*Work to complete*
Within the material below, transcribe exactly the lines from the one holding "happens.** An agent" through the one holding "## What Changed", keeping both ends and skipping the rest.

*Material shown*
PR #10376, opened 2026-07-28
fix(issues): hand user-assigned issues back to the asking agent on decline/cancel too

juancarlosrial76-code:
> **Stacked on #10353.** That PR is the base; only the commits `fix(issues): hand user-assigned issues back on the refusal paths too` and `fix(issues): audit the creator-agent handoff on the plugin path too` belong to this one. GitHub will not let a fork branch be a base on the upstream repo, so #10353's commits appear here as well. Once #10353 merges this rebases down to just those two. Reviewing it standalone before then means reviewing #10353 twice.

## Thinking Path

> - Agents ask people things through issue thread interactions — questions, task suggestions, confirmations — and declare a `continuationPolicy` saying whether resolving one should wake them back up
> - That wakeup needs a live target: it is dropped unless the issue carries an `assigneeAgentId`, and while a person still owes the answer the issue is assigned to *them*, so it carries only `assigneeUserId`
> - #10353 closed this for the acceptance paths by handing the issue back to the creating agent at resolution time, and named the refusal paths as a known remaining gap
> - Declining a confirmation, rejecting suggested tasks and cancelling questions still lose their wake exactly the same way — and a refusal is the case that most needs the agent back, since only it can revise the proposal the person just rejected
> - This pull request applies the same handoff to those three paths, under one uniform rule: hand off precisely when a continuation wakeup would actually fire
> - The benefit is that a declined proposal no longer strands the issue with the person who declined it, and no resolution can hand an issue to an agent that is never woken

No existing GitHub issue. Describing it here as a bug report:

**What happens.** An agent creates a `request_confirmation` with `continuationPolicy: "wake_assignee"` on an issue assigned to a board user. The user declines it. The route calls `queueResolvedInteractionContinuationWakeup`, whose guard requires `issue.assigneeAgentId`; the issue has only `assigneeUserId`, so the wake is discarded. The agent is never told its proposal was rejected. The same happens for `rejectSuggestedTasks` and for `cancelQuestions`.

**What should happen.** The asking agent is woken so it can revise, which means the issue has to go back to it — the same handoff #10353 introduced for the acceptance paths.

**Impact.** The issue sits with a human holding a rejected proposal that only the agent can act on. Nobody works it, and nothing surfaces the stall.

Refs #10353 — introduced the handoff helper this builds on and recorded this gap under "Known remaining gap".

## What Changed

- `rejectRequestConfirmation`, `rejectSuggestedTasks` and `cancelQuestions` now run inside a transaction like their acceptance counterparts, call `returnResolvedIssueToCreatorAgent`, and return `{ interaction, continuationIssue }`.
- The `reject` and `cancel` routes record the handoff via `logInteractionCreatorHandoff` and target the continuation wake at `continuationIssue ?? issue`.
- Handoff eligibility is unchanged: it already reduces to `wouldQueueResolvedContinuationWakeup(continuationPolicy, resolvedStatus)`, a deliberate mirror of the wakeup guard. Extending it to the refusal paths required no change to that helper.
- The activity `source` map moves from `routes/issues.ts` into the interactions service as `creatorHandoffActivitySource(kind, status)` and is keyed by `kind:status` rather than by kind alone — each eligible kind now hands off on two paths, and a decline labelled `..._accept` would misreport why the issue moved.
- `plugin-host-services` gets the same treatment on its chat resolution path: the reject branch retargets the continuation wake (the accept branch already did), and **both** branches now write the `issue.updated` audit entry for the reassignment, which neither did before.
- `skills/paperclip/references/api-reference.md` documents which resolutions hand off and which deliberately do not.

Resulting behaviour — the handoff fires on exactly the resolutions that queue a continuation wake:

| kind | hands off on |
|---|---|
| `ask_user_questions` | `answered`, `cancelled` |
| `suggest_tasks` | `accepted`, `rejected` |
| `request_confirmation` / `request_checkbox_confirmation` | `accepted`, `rejected` |

In every case only under `wake_assignee`, or under `wake_assignee_on_accept` when the outcome was an acceptance. `continuationPolicy: "none"` never hands off.

**Deliberately unchanged: `withdrawInteraction`.** A withdrawal is the asking side retracting its own card, not the answering side responding to it. There is no verdict to carry back and the agent that withdrew already knows, so a handoff would take the issue from a human for no reason.

## Verification

- `server/src/__tests__/issue-thread-interactions-service.test.ts` (embedded Postgres) — 56 passed, 10 new, in a `refusal paths` block beside the acceptance block from #10353. Covers the handoff itself, `blocked` preservation, both no-handoff policies (`none`, and `wake_assignee_on_accept` + reject), agent-owned issues, and agent-resolved refusals.
- **Negative control:** neutering the handoff (passing a `resolvedStatus` that never qualifies) fails exactly the four positive cases and leaves the six negative ones green — so the assertions pin the handoff rather than something incidental.
- `server/src/__tests__/issue-thread-interaction-routes.test.ts` — 26 passed, 2 new, asserting the post-handoff wake target and the `request_confirmation_reject` / `ask_user_questions_cancel` activity sources at the HTTP boundary.
- `server/src/__tests__/plugin-orchestration-apis.test.ts` — 28 passed, 2 new, asserting the `issue.updated` audit entry (with `_previous`) on the plugin decline path, and its absence when the issue keeps its assignee.
- `server/src/services/issue-thread-interactions.test.ts`, `issue-thread-interactions-telemetry.test.ts`, `built-in-agents.test.ts` — passing.
- `pnpm --filter @paperclipai/server exec tsc --noEmit` — clean.

Total 127 tests across the five affected suites.

One flake to flag, same as on #10353: `lists and creates board-authored interactions` in the routes suite intermittently exceeds the 5s default timeout. It is pre-existing — it reproduces on plain `master` — and unrelated to this change.

## Risks

- **Behavioural shift, intentional and the point of the PR.** A declined `wake_assignee` confirmation, rejected task suggestions, and cancelled questions now move a user-assigned issue to the creating agent (`assigneeUserId` cleared, status `todo`, or `blocked` preserved). A board user who declines a proposal on an issue they hold will see it leave their queue. This is the same trade #10353 accepted for the acceptance paths; the alternative is the issue stalling with nobody able to act on it.
- **Bounded by design.** No handoff when the policy is `"none"`, when the policy is `wake_assignee_on_accept` and the outcome is a refusal, when the issue is already agent-assigned, when the resolver is not a user, when there is no creating agent, or when the issue is terminal.
- **Concurrency: unchanged and best-effort.** Reuses the existing compare-and-swap guard, which pins status, agent assignment and the exact user assignee it judged. Losing that race skips only the handoff; the interaction still resolves. No new lock footprint — the guard is a `WHERE` clause, deliberately not `SELECT … FOR UPDATE`, to avoid the deadlock class from #10274.
- **Return-type change is internal.** `rejectInteraction`, `rejectSuggestedTasks` and `cancelQuestions` now return `{ interaction, continuationIssue }`. All callers are in this repo and updated; the HTTP response bodies are unchanged, so no API contract moves.
- **No migration.** Schema untouched.

## Model Used

Claude Opus 5 (`claude-opus-5`) via Claude Code, extended thinking enabled, with tool use (file editing, shell, test execution) against a local checkout.

## Checklist

- [ ] My branch name describes the change (e.g. `docs/...`, `fix/...`) and contains no internal Paperclip ticket id or instance-derived details — **not met:** the branch carries an instance ticket id. Renaming it would mean closing this PR and reopening, losing the review thread; happy to do that if a maintainer prefers.
- [x] Greptile is 5/5 with no open P2s, recommendations, or follow-ups — the 4/5 P1 (unaudited plugin handoff) was fixed in `bcb264139`


juancarlosrial76-code:
Pushed `bcb264139` and rewrote the PR description to the template.

**P1 "Plugin handoff mutation is unaudited" — valid, fixed.** When a plugin resolved an interaction that handed a user-assigned issue back to its creating agent, the only activity written was `issue.thread_interaction_accepted`/`_rejected`. The reassignment from a human to an agent, and the status move that comes with it, left no trace at all — the issue changed hands with nothing in the history to explain it, while the HTTP path has recorded a separate `issue.updated` for exactly this since #10353.

The report pointed at the reject branch, which is what this PR added. The accept branch has the same hole — it was introduced with the handoff in #10353 and simply never had an audit entry — so both branches now get one, written once after the resolution whenever a handoff actually happened:

```js
if (handoffIssue) {
  await logPluginActivity({
    action: "issue.updated",
    details: {
      status: handoffIssue.status,
      assigneeAgentId: handoffIssue.assigneeAgentId ?? null,
      assigneeUserId: handoffIssue.assigneeUserId ?? null,
      source: creatorHandoffActivitySource(resolved.kind, resolved.status),
      interactionId: resolved.id,
      _previous: { status: issue.status, assigneeAgentId: ..., assigneeUserId: ... },
    },
  })
}
```

`handoffIssue` is kept whole rather than folded straight into the wake target, because the audit entry needs the new user assignee and the wake target does not.

**The `kind:status → source` map moved.** It was local to `routes/issues.ts`; the plugin path has to label the same handoff identically, and two copies would drift. It now lives beside the eligibility rules in the interactions service as `creatorHandoffActivitySource`. Routes import it directly rather than through the services barrel — it is a pure lookup with no database dependency, and the route tests mock that barrel wholesale, so going through it would have forced a stub for no benefit.

**Tests.** Two in `plugin-orchestration-apis.test.ts`: one asserts the `issue.updated` entry with `_previous`, the resolved assignment and the `request_confirmation_reject` source; one asserts no such entry when the issue keeps its assignee.

Both needed a `settleQueuedWakeup` helper, and the reason is worth recording. These are the first tests in that suite to produce a *live* wake target — every earlier one deliberately avoided an assignee so the continuation wakeup was a no-op. `queuePluginInteractionContinuationWakeup` fires with `void heartbeat.wakeup(...)`, so the request row, and the heartbeat run that references it, land after `respondInteraction` has already returned and raced `afterEach` into foreign-key failures on `agents` and then on `agent_wakeup_requests`. The helper waits for both rows instead of deleting them: the run references the request, so only the suite's established cleanup order can remove them. It also returns the queued requests, which lets the first test assert the wake genuinely reached the creator agent — the thing that was silently dropped before the handoff existed.

**Verification.** 127 tests across the five affected suites (`issue-thread-interactions-service` 56, `issue-thread-interaction-routes` 26, `plugin-orchestration-apis` 28, plus the unit and telemetry suites). `tsc --noEmit` clean.

One thing I could not tick honestly in the checklist: the branch name carries an instance ticket id. Renaming means closing this PR and reopening, which loses the review thread — happy to do that if you would rather have it clean.

juancarlosrial76-code:
**P1 "Handoff audit records stale state" — valid, fixed in `f3b314855`. The HTTP path had the same hole.**

The report is right about the mechanism. Callers read the issue before entering the resolution; `returnResolvedIssueToCreatorAgent` re-reads it inside its transaction, and the compare-and-swap is judged against that *inner* read. When the two disagree, the handoff still succeeds — the guard is satisfied by the state it actually saw — and an audit entry built from the caller's snapshot names a former status or assignee the write never displaced. Wrong in exactly the case the entry exists for.

Rather than patch the reporting at the flagged call site, the stale source is gone: the handoff now returns what it displaced, and both audit sites read it.

```ts
type IssueCreatorHandoff = IssueWakeTarget & {
  previous: { status: string; assigneeAgentId: string | null; assigneeUserId: string | null };
};
```

populated from the in-transaction `issueContext`, so a caller can no longer supply a former state it is not in a position to know.

**Same defect on the HTTP path.** The comment pointed at `plugin-host-services.ts` because the plugin audit is what this PR added, but `logInteractionCreatorHandoff` in `routes/issues.ts` derived `_previous` from the route's `getById` result the same way. Both are fixed. This is the same shape as the earlier P1 on this PR, where the reported branch was one of two sharing the defect — worth noting since the review scope is the diff, and these holes sit just outside it.

**Coverage, and proof it discriminates.** A route test drives a deliberately divergent snapshot — a different status and a different user from what the handoff reports displacing — and asserts the audit follows the handoff. Reverting the source makes it fail with the caller's `in_progress` where the displaced `in_review` belongs, which is the reported defect verbatim. The eight service-level assertions pin `previous` to the in-transaction state with `toEqual`.

`tsc --noEmit` clean; 255 tests across the six suites that call the changed API.

One note on the previous round for completeness: `Verify serialized server suites (5/5)` was red on the prior head because `secret-proposals-routes.test.ts` matched `status` against the resolution wrapper after `rejectInteraction` started returning `{ interaction, continuationIssue }`. Fixed in `9bd444b02`; all ten test shards are green on that head.

juancarlosrial76-code:
Status note, and an offer rather than a force-push.

This is conflicted against `master` again — 566 commits of drift since the PR's base, 45 of them in the two files this touches. **The substance is not stale:** I re-checked `master` at `13368c518`, and the gap this PR closes is still open there. `rejectInteraction` / `cancelQuestions` still return a bare interaction, and only the acceptance path (`shouldReturnAcceptedConfirmationToCreatorAgent`) hands a user-assigned issue back to the agent that asked. A declined proposal on a user-assigned issue still drops its continuation wake silently.

I rebased this PR to green on 2026-08-25 and it stayed mergeable with all checks passing for three weeks. Rather than keep force-pushing a rebase every couple of weeks into a review queue, I would rather do it when it is actually useful: **say the word (or add a review) and I will rebase it within a day.** If the approach itself is wrong, or this is not something you want carried by an outside contributor, I would much rather hear that — it is a cheap thing to say and it saves the churn on both sides.

For what it is worth, the diff is small and the risky part is already settled: the eligibility rule mirrors the guard in `queueResolvedInteractionContinuationWakeup`, so a handoff happens exactly when a continuation wake would actually fire, and never on `wake_assignee_on_accept` + decline (which would park the issue on an agent nobody wakes).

*Answer to the problem*
**What happens.** An agent creates a `request_confirmation` with `continuationPolicy: "wake_assignee"` on an issue assigned to a board user. The user declines it. The route calls `queueResolvedInteractionContinuationWakeup`, whose guard requires `issue.assigneeAgentId`; the issue has only `assigneeUserId`, so the wake is discarded. The agent is never told its proposal was rejected. The same happens for `rejectSuggestedTasks` and for `cancelQuestions`.

**What should happen.** The asking agent is woken so it can revise, which means the issue has to go back to it — the same handoff #10353 introduced for the acceptance paths.

**Impact.** The issue sits with a human holding a rejected proposal that only the agent can act on. Nobody works it, and nothing surfaces the stall.

Refs #10353 — introduced the handoff helper this builds on and recorded this gap under "Known remaining gap".

## What Changed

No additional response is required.